[Opening SUPPLIED RECORDS section]
PR #859, opened 2019-04-04
Bump version to 8.2

jonels-msft:
@sumedhpathak I started with the version upgrade. Have not tested any of these changes yet.

Will we be updating the cloudformation template?

I'll also open a PR for the download links on our main site.


jonels-msft:
Closes #856

admin_guide/upgrading_citus.rst
```diff
@@ -53,15 +53,15 @@ Step 1. Update Citus Package
 .. code-block:: bash
 
   sudo apt-get update
-  sudo apt-get install postgresql-10-citus-8.1
+  sudo apt-get install postgresql-10-citus-8.2
```
sumedhpathak: We should update this to PG11? Seems like I missed this during the 8.1 changes, but these instructions for Citus version upgrades should assume the customer is on PG11.

admin_guide/upgrading_citus.rst
```diff
@@ -53,15 +53,15 @@ Step 1. Update Citus Package
...
   sudo service postgresql restart
 
 **Fedora, CentOS, or Red Hat**
 
 .. code-block:: bash
 
   # Fedora, CentOS, or Red Hat
-  sudo yum swap citus75_10 citus81_10
+  sudo yum swap citus75_10 citus82_10
```
sumedhpathak: Same as above.

admin_guide/upgrading_citus.rst
jonels-msft: This is part of an example upgrading from 7.5 to 8.2. Since 7.x isn't compatible with pg 11, we don't attempt to upgrade both the Citus and pg versions at the same time.

We have a section later on for "Upgrading PostgreSQL version from 10 to 11" but I don't see where it tells people to install pg 11 in there, it kind of assumes that is already installed. Might be worthwhile for me to run through these instructions and actually try to upgrade from 7.5/pg10 -> 8.2/pg10 -> 8.2/pg11 and update whatever is missing.

hanefi:
I found one important change in 8.2 that breaks one of our queries in the Real-Time Dashboard Use-Case.

We will need to change the loop that simulates the data ingestion

hanefi:
I suggest we insert a `COMMIT;` line in the loop after the `INSERT`

https://github.com/citusdata/citus_docs/blob/1ce6cfa2d64a548c4bc7edc48c37e525bdec8bc2//use_cases/realtime_analytics.rst#L72-L92

admin_guide/upgrading_citus.rst
jonels-msft: @sumedhpathak I updated the section to use pg11, and added a note about major upgrades. Could you take a look and see if that looks clear?

jonels-msft:
@hanefi I'm actually glad that loop no longer works. It used to be a transaction isolation violation (allowing dirty reads) and I felt weird showcasing it.

I'll test it on pg 11 next week to verify that adding the commit in the loop makes it work.

jonels-msft:
@hanefi I confirmed that the inserted rows were not visible to another transaction with pg 11 and Citus 8.2, and also that adding a commit statement in the loop fixes it.

@sumedhpathak this PR is ready for final review. If you would also like to merge it and practice doing the version upgrade I can walk you through that.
[Closing SUPPLIED RECORDS section]
YOUR INSTRUCTIONS >> All entries are to be copied exactly as they read.

EXERCISE ANSWER >>
PR #859, opened 2019-04-04
Bump version to 8.2

jonels-msft:
@sumedhpathak I started with the version upgrade. Have not tested any of these changes yet.

Will we be updating the cloudformation template?

I'll also open a PR for the download links on our main site.


jonels-msft:
Closes #856

admin_guide/upgrading_citus.rst
```diff
@@ -53,15 +53,15 @@ Step 1. Update Citus Package
 .. code-block:: bash
 
   sudo apt-get update
-  sudo apt-get install postgresql-10-citus-8.1
+  sudo apt-get install postgresql-10-citus-8.2
```
sumedhpathak: We should update this to PG11? Seems like I missed this during the 8.1 changes, but these instructions for Citus version upgrades should assume the customer is on PG11.

admin_guide/upgrading_citus.rst
```diff
@@ -53,15 +53,15 @@ Step 1. Update Citus Package
...
   sudo service postgresql restart
 
 **Fedora, CentOS, or Red Hat**
 
 .. code-block:: bash
 
   # Fedora, CentOS, or Red Hat
-  sudo yum swap citus75_10 citus81_10
+  sudo yum swap citus75_10 citus82_10
```
sumedhpathak: Same as above.

admin_guide/upgrading_citus.rst
jonels-msft: This is part of an example upgrading from 7.5 to 8.2. Since 7.x isn't compatible with pg 11, we don't attempt to upgrade both the Citus and pg versions at the same time.

We have a section later on for "Upgrading PostgreSQL version from 10 to 11" but I don't see where it tells people to install pg 11 in there, it kind of assumes that is already installed. Might be worthwhile for me to run through these instructions and actually try to upgrade from 7.5/pg10 -> 8.2/pg10 -> 8.2/pg11 and update whatever is missing.

hanefi:
I found one important change in 8.2 that breaks one of our queries in the Real-Time Dashboard Use-Case.

We will need to change the loop that simulates the data ingestion

hanefi:
I suggest we insert a `COMMIT;` line in the loop after the `INSERT`

https://github.com/citusdata/citus_docs/blob/1ce6cfa2d64a548c4bc7edc48c37e525bdec8bc2//use_cases/realtime_analytics.rst#L72-L92

admin_guide/upgrading_citus.rst
jonels-msft: @sumedhpathak I updated the section to use pg11, and added a note about major upgrades. Could you take a look and see if that looks clear?

jonels-msft:
@hanefi I'm actually glad that loop no longer works. It used to be a transaction isolation violation (allowing dirty reads) and I felt weird showcasing it.

I'll test it on pg 11 next week to verify that adding the commit in the loop makes it work.

jonels-msft:
@hanefi I confirmed that the inserted rows were not visible to another transaction with pg 11 and Citus 8.2, and also that adding a commit statement in the loop fixes it.

@sumedhpathak this PR is ready for final review. If you would also like to merge it and practice doing the version upgrade I can walk you through that.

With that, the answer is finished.